Data below —

+-------+

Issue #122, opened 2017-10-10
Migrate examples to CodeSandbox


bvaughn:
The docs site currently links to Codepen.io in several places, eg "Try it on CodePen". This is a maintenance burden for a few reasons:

+-------+

Work required —
Output the full listing. Match it exactly.

Expected answer —
Issue #122, opened 2017-10-10
Migrate examples to CodeSandbox


bvaughn:
The docs site currently links to Codepen.io in several places, eg "Try it on CodePen". This is a maintenance burden for a few reasons:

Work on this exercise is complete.